The company's planned purchase of Meredith Corp.'s 17 TV stations in a $2.7 billion cash deal is expected to close in the fourth quarter. The combined entity will benefit from greater scale and expects to bolster its position in the political advertising arena while opening up new national ad sales opportunities, executives said on a May 3 call.
With the deal, Gray will add stations in nine top 40 markets, including CBS (US)-affiliate WGCL and the independent station WPCH in Atlanta; CBS-affiliate KPHO and independent KTVK in Phoenix; FOX (US)-affiliate KPTV and MyNetworkTV (US) station KPDX in Portland, Ore.; and CBS-affiliate KMOX in St. Louis.

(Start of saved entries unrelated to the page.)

PR #1680, opened 2020-09-04
Added filtering tagger and error tagger

duncanp-sonar:


src/IssueViz/Editor/FilteringTaggerBase.cs
```diff
@@ -0,0 +1,175 @@
...
+
+namespace SonarLint.VisualStudio.IssueVisualization.Editor
+{
+    /// <summary>
+    /// Base class for a tagger that produces tags that are based on another tag type
+    /// e.g. a tagger that produces IErrorTags based on our IIssueLocationTags
+    /// </summary>
+    /// <typeparam name="TTrackedTagType">The type of tag being tracked</typeparam>
+    /// <typeparam name="TTagType">The type of tag being produced</typeparam>
+    internal abstract class FilteringTaggerBase<TTrackedTagType, TTagType> : ITagger<TTagType>, IDisposable
```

To facilitate regulatory approvals for the deal, Gray said it will retain Meredith's WNEM, a CBS affiliate in Flint-Saginaw, Mich., while divesting its WJRT-TV, the ABC (US) affiliate in that market. Gray said it will sell WJRT to an independent third party no later than the closing of the acquisition.
The proposed Meredith deal comes on the heels of Gray's purchase of TV stations owned by Quincy Media Inc. That deal is expected to close in either the current or third quarter following regulatory and other approvals.

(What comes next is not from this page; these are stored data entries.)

PR #1683, opened 2020-09-07
Added secondary location tagger

duncanp-sonar:


src/IssueViz/Editor/SelectedIssueTagging/Buffer/SelectedIssueLocationTagger.cs
```diff
@@ -0,0 +1,86 @@
...
+        private readonly IAnalysisIssueSelectionService issueSelectionService;
+
+        private bool disposedValue;
+
+        public SelectedIssueLocationTagger(ITagAggregator<IIssueLocationTag> tagAggregator, ITextBuffer textBuffer, IAnalysisIssueSelectionService issueSelectionService)
+            : base(tagAggregator, textBuffer)
+        {
+            this.issueSelectionService = issueSelectionService;
+
+            // Changing any of the selected issue/flow/location will always result in the
```
rita-g-sonarsource, line 43: Obsolete comment

src/IssueViz/Editor/SelectedIssueTagging/Buffer/SelectedIssueLocationTagger.cs
```diff
@@ -0,0 +1,86 @@
...
+            return new TagSpan<ISelectedIssueLocationTag>(trackedTag.Location.Span.Value, new SelectedIssueLocationTag(trackedTag.Location));
+        }
+
+        protected override IEnumerable<IMappingTagSpan<IIssueLocationTag>> Filter(IEnumerable<IMappingTagSpan<IIssueLocationTag>> trackedTagSpans)
+        {
+            var selectedSecondaryLocVizs = issueSelectionService.SelectedFlow?.Locations;
+            if (selectedSecondaryLocVizs == null || selectedSecondaryLocVizs.Count == 0) { return Array.Empty<IMappingTagSpan<IIssueLocationTag>>(); }
+
+            // Filter to any selected locations.
+            // There could be multiple secondary issues locations in this file for different issues.
```
rita-g-sonarsource, line 69: Misc: the last comment sounds misleading, since it sounds like "filter the locations and _show_ secondary locations for different issues" -- might be worth just switching them, e.g.
"There could be multiple secondary issues locations in this file for different issues so we display only the secondary locations of currently selected flow".
(or maybe remove the comment, since that's what line 65 means)

src/IssueViz/Editor/SelectedIssueTagging/Buffer/SelectedIssueLocationTagger.cs
```diff
@@ -0,0 +1,86 @@
...
+            // Changing any of the selected issue/flow/location will always result in the
+            // "SelectedLocationChanged" event being raised
+            issueSelectionService.SelectionChanged += OnSelectionChanged;
+        }
+
+        private void OnSelectionChanged(object sender, SelectionChangedEventArgs e)
+        {
+            if (e.SelectionChangeLevel == SelectionChangeLevel.Flow || e.SelectionChangeLevel == SelectionChangeLevel.Issue)
+            {
+                UpdateWholeSpan();
```
rita-g-sonarsource, line 52: I think this should be renamed to NotifyTagsChanged or something of the sort.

Gray's portfolio — including the Meredith and Quincy stations, as well as the planned divestitures — will serve 36% of U.S. TV households in 113 local markets. Gray Executive Vice President Kevin Latek noted that in less than eight years, the company has "clearly come a very long way from a regional broadcaster serving just 30 markets."

Executive Chairman and CEO Hilton Howell said Gray was able to generate a significant amount of free cash flow with the 2020 election cycle overall, which was aided by the U.S. Senate runoffs in Georgia. Given the addition of the above-mentioned stations in Atlanta, the Meredith deal will augment Gray's position in its home state, where it will have presence in every market, outside of Macon, ahead of the upcoming gubernatorial and Senate elections. Howell added that with the Meredith deal, Grey will have Arizona and Nevada largely covered and wield an improved position in Missouri.

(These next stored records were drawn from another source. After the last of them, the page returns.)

PR #1689, opened 2020-09-08
Create TaggerProviders only for supported file types

### LINKED ISSUE #1685: Performance: TaggerProviders should ignore unsupported file types
### Description

The legacy `TaggerProvider` only creates tagger instances for supported document types (i.e. it checks whether the doc type is analysable). The new tagger providers should make make the same check, otherwise we'll be creating multiple unnecessary taggers for every file that is opened (e.g. for C# files).

The `TaggerProvider` implementation requires a couple of different imports to handle the check. It might be worth encapsulating this is a separate `supported document` service.

rita-g-sonarsource:
Fixes #1685


rita-g-sonarsource:
@duncanp-sonar feel free to look at the commits separately:
1. I moved SonarLanguageRecognizer to IssueViz so I could use it.
2. Just a merge commit from master.
3. I added TaggableBufferIndicator -- which I thought about making TaggableViewIndicator, since if the view taggers won't be created, then neither will the buffer taggers. However, ErrorTaggerProvider is not a view (I'm guessing it's being called by VS because it exports IErrorTag?). Do you think it will be worth adding the check to all the Buffer tagger providers (e.g. LocationTaggerProvider, SelectedIssueLocationTaggerProvider) ? It will be redundant if there are no view taggers, but it might help with readability of why ErrorTaggerProvider has the check and the other Buffer tagger providers don't.

src/IssueViz.UnitTests/Editor/Common/TaggerTestHelper.cs
```diff
@@ -47,6 +47,13 @@ public static Mock<ITextBuffer> CreateBufferMock(int length = 999)
             snapshotMock.Setup(x => x.TextBuffer).Returns(bufferMock.Object);
             snapshotMock.Setup(x => x.Length).Returns(length);
 
+            var properties = new Microsoft.VisualStudio.Utilities.PropertyCollection();
+            bufferMock.Setup(x => x.Properties).Returns(properties);
+
+            var docMock = new Mock<ITextDocument>();
```
rita-g-sonarsource, line 53: I use it in TaggableBufferIndicatorTests

src/IssueViz/Editor/LocationTagging/LocationTagger.cs
```diff
@@ -50,7 +50,7 @@ public LocationTagger(ITextBuffer buffer, IIssueLocationStore locationService, I
             this.spanCalculator = spanCalculator;
             this.logger = logger;
 
-            FilePath = GetFileName(buffer);
+            FilePath = buffer.GetFilePath();
```
rita-g-sonarsource, line 53: I need this also in TaggableBuffferIndicator

src/IssueViz/Editor/LanguageDetection/SonarLanguageRecognizer.cs
```diff
@@ -26,32 +26,26 @@
...
+namespace SonarLint.VisualStudio.IssueVisualization.Editor.LanguageDetection
 {
+    public interface ISonarLanguageRecognizer
+    {
+        IEnumerable<AnalysisLanguage> Detect(string filePath, IContentType bufferContentType);
+    }
+
     [Export(typeof(ISonarLanguageRecognizer))]
-    internal class SonarLanguageRecognizer : ISonarLanguageRecognizer
+    public class SonarLanguageRecognizer : ISonarLanguageRecognizer
```
duncanp-sonar, line 37: Does this class need to be public? MEF will create internal classes, and the any imports will be using the public interface.

src/IssueViz.UnitTests/Editor/SelectedIssueTagging/Highlighting/IssueHighlightViewTaggerProviderTests.cs
```diff
@@ -48,7 +63,22 @@ protected override IViewTaggerProvider CreateTestSubject()
...
+        }
+
+        [TestMethod]
+        public void CreateTagger_BufferIsNotTaggable_Null()
+        {
+            var textBuffer = TaggerTestHelper.ValidBuffer;
+            var textView = CreateValidTextView(textBuffer);
+
+            taggableBufferIndicator.Reset();
+            taggableBufferIndicator.Setup(x => x.IsTaggable(textBuffer)).Returns(false);
```
duncanp-sonar, line 76: This is not a good use of `TestInitialize`. The `taggableBufferIndicator` mock is only used in two tests, and in this one you are completely resetting it so the setup carried out in `TestInitialize` isn't used at all.

It would be better to have a `CreateTaggableIndicatorMock(bool isTaggable)` method that created and returned an appropriate object that each test could call.

src/IssueViz.UnitTests/Editor/Common/CommonTaggerProviderTestsBase.cs
```diff
@@ -46,7 +45,7 @@ public void CreateTagger_BufferIsNull_Throws()
         [TestMethod]
         public void CreateTagger_BufferIsNotNull_ReturnsSingletonTagger()
         {
-            var buffer = CreateValidTextBuffer();
+            var buffer = TaggerTestHelper.CreateBuffer();
```
duncanp-sonar, line 48: Is there a reason not have a `using static` like the other tests that use the `TaggerTestHelper`?

src/IssueViz.UnitTests/Editor/ErrorTagging/ErrorTaggerProviderTests.cs
```diff
@@ -45,7 +63,21 @@ protected override ITaggerProvider CreateTestSubject()
             aggregatorMock.Setup(x => x.CreateTagAggregator<IIssueLocationTag>(It.IsAny<ITextBuffer>()))
                 .Returns(Mock.Of<ITagAggregator<IIssueLocationTag>>());
 
-            return new ErrorTaggerProvider(aggregatorMock.Object);
+            return new ErrorTaggerProvider(aggregatorMock.Object, taggableBufferIndicator.Object);
+        }
+
+        [TestMethod]
+        public void CreateTagger_BufferIsNotTaggable_Null()
```
duncanp-sonar, line 70: Could this test be added to the common test base rather than being repeated?

src/IssueViz.UnitTests/Editor/Common/CommonViewTaggerProviderTestsBase.cs
```diff
@@ -128,7 +128,7 @@ public void CreateTagger_DifferentBuffers_ReturnsTaggerPerViewBuffer()
             tagger1.Should().NotBeSameAs(tagger2);
         }
 
-        private static ITextView CreateValidTextView(ITextBuffer buffer = null)
+        protected static ITextView CreateValidTextView(ITextBuffer buffer = null)
```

"I look forward to the political races in 2022 with these assets in place," said Howell. "We expect it to be a big, big year."
All told, Gray drove $430 million in political ad revenues during 2020. Meredith notched just under $118 million from the category in the fourth quarter of 2020, with its stations in the Atlanta and Phoenix markets accounting for 60% of that total.
Howell noted that the advertising split is currently at 80% local, versus 20% national. Given that the company anticipates continued growth on the local side, the shift may not be dramatic, but he believes there is upside on the national front. Gray is "going to take a crack at some new approaches on the ad sales side of our business," Howell said.
Gray expects to realize $55 million in annualized synergies that will be accretive to cash, with $25 million from a retransmission-consent fee upside. Under retransmission-consent agreements, distributors pay fees to broadcasters to transmit their stations' signals.
Assuming the year-end 2021 closing, Gray projects its total leverage ratio, net of all cash, would be approximately 5.3x on a trailing eight-quarter operating cash flow, including estimated annualized synergies from all announced transactions.
Meredith would be required to pay Gray a termination fee of $36 million, if it were to enter into a definitive agreement for a superior proposal or if it received an adverse recommendation by its board. Meredith would also have to pay certain costs incurred by Gray if the Meredith shareholder vote is not obtained or if the deal is not consummated by its specified closing date.
Conversely, Gray would be required to pay a $125 million fee to Meredith if the transaction is terminated due to Gray's breach of the agreement or failure to close.
Either party may terminate the agreement if the merger is not consummated on or before May 3, 2022, which may be extended to August 3, 2022, in certain circumstances.